What you will do ->
Once you reach the line containing "an informative error." in the entries below, write out that line and each one after it down to the line containing "- [sidetiq](https://github.com/tobiassvn/sidetiq)", exactly and with nothing added.

Dataset excerpts ->

PR #3075, opened 2016-07-27
Migrate from Sinatra to a Rack application

badosu:
Continuing discussion from https://github.com/mperham/sidekiq/pull/3069

About extensions:

- It is not needed anymore to include explicitly `home_path` on redirect calls, as seen [here](https://github.com/tobiassvn/sidetiq/blob/master/lib/sidetiq/web.rb)
- I had to reinclude code to set local variables inside partials, however It is not compatible with ruby 2.0.0 and I can't see a way to do it without using `eval`. 
- `params` includes only the querystring parameters accessible via String keys instead of symbols
- `route_params` includes those that come from the route, accessible via symbols
- The `halt` call should be replaced to `next`, e.g. `halt 404 -> next 404`

We will have to decide what to deprecate and what not, fortunately it looks pretty straightforward to upgrade old extensions to the new model.

### DIFF
--- a/lib/sidekiq/web.rb
+++ b/lib/sidekiq/web.rb
@@ -1,26 +1,30 @@
 # frozen_string_literal: true
 require 'erb'
 require 'yaml'
-require 'sinatra/base'
 
 require 'sidekiq'
 require 'sidekiq/api'
 require 'sidekiq/paginator'
-require 'sidekiq/web_helpers'
+
+require 'sidekiq/web/router'
+require 'sidekiq/web/application'
+
+require 'rack/protection'
+
+require 'rack/builder'
+require 'rack/static'
+require 'rack/session/cookie'
 
 module Sidekiq
-  class Web < Sinatra::Base
-    include Sidekiq::Paginator
+  class Web
+    REQUEST_METHOD = 'REQUEST_METHOD'.freeze
+    PATH_INFO = 'PATH_INFO'.freeze
 
-    enable :sessions
-    use ::Rack::Protection, :use => :authenticity_token unless ENV['RACK_ENV'] == 'test'
-
-    set :root, File.expand_path(File.dirname(__FILE__) + "/../../web")
-    set :public_folder, proc { "#{root}/assets" }
-    set :views, proc { "#{root}/views" }
-    set :locales, ["#{root}/locales"]
-
-    helpers WebHelpers
+    ROOT = File.expand_path(File.dirname(__FILE__) + "/../../web")
+    VIEWS = "#{ROOT}/views"
+    LOCALES = ["#{ROOT}/locales"]
+    LAYOUT = "#{VIEWS}/layout.erb"
+    ASSETS = "#{ROOT}/assets"
 
     DEFAULT_TABS = {
       "Dashboard" => '',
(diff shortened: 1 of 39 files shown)


mperham:
* If you can't do it with Ruby 2.0, how does Sinatra do it?  Does it use eval?
* Ok about halt.  You should add a halt method that raises an informative error.

mperham:
I believe Sinatra uses throw/catch to implement halt.  Would it be possible to keep the same pattern?

badosu:
Do you have a list of known Sidekiq extensions so that I can take a look at what I need to do to support them all?

mperham:
You could look thru the Related Projects wiki page.

mperham:
That's great, do what you feel is right.  A change this big deserves a major version bump, since it'll for sure break someone, but do what you can to minimize the upgrade pain.

badosu:
Okay, I am almost finished now, besides all those points above I had to:

- Implement `content_type`
- Implement matchers on before and after hooks
- Change `add_to_head`
- `erb` implementation was tricker than I thought, as it was used for templates with and without layouts depending if it was called inside a template or note
- Add `settings`

These web extensions are passing the tests and are looking fine:

- [sidetiq](https://github.com/tobiassvn/sidetiq)
- [sidekiq-failures](https://github.com/mhfs/sidekiq-failures)
- [sidekiq-cron](https://github.com/ondrejbartas/sidekiq-cron)
- [sidekiq-monitor-stats](https://github.com/harvesthq/sidekiq-monitor-stats)
- [sidekiq-throttled](https://github.com/sensortower/sidekiq-throttled)
- [sidekiq-status](https://github.com/utgarda/sidekiq-status)

Needs further testing and adjust:

- [sidekiq-statistic](https://github.com/davydovanton/sidekiq-statistic) Tests not passing
- [sidekiq-scheduler](https://github.com/moove-it/sidekiq-scheduler) Uses `redirect to`
- [sidekiq_status](https://github.com/cryo28/sidekiq_status) Uses `redirect to`
- [sidekiq-enqueuer](https://github.com/richfisher/sidekiq-enqueuer)

Not supported (requires extensive changes):

- (sidekiq-benchmark)[https://github.com/kosmatov/sidekiq-benchmark] Uses sinatra-assetpack

Not tested yet:

- [sidekiq-prioritized_queues](https://github.com/publitas/sidekiq-prioritized_queues)

mperham:
Wow, you're incredibly thorough.  I'm impressed. 🍰 

I'll review soon and see what else needs to be done to make it work with Sidekiq Pro and Enterprise's UI extensions.

mperham:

Response to the task ->
* Ok about halt.  You should add a halt method that raises an informative error.

mperham:
I believe Sinatra uses throw/catch to implement halt.  Would it be possible to keep the same pattern?

badosu:
Do you have a list of known Sidekiq extensions so that I can take a look at what I need to do to support them all?

mperham:
You could look thru the Related Projects wiki page.

mperham:
That's great, do what you feel is right.  A change this big deserves a major version bump, since it'll for sure break someone, but do what you can to minimize the upgrade pain.

badosu:
Okay, I am almost finished now, besides all those points above I had to:

- Implement `content_type`
- Implement matchers on before and after hooks
- Change `add_to_head`
- `erb` implementation was tricker than I thought, as it was used for templates with and without layouts depending if it was called inside a template or note
- Add `settings`

These web extensions are passing the tests and are looking fine:

- [sidetiq](https://github.com/tobiassvn/sidetiq)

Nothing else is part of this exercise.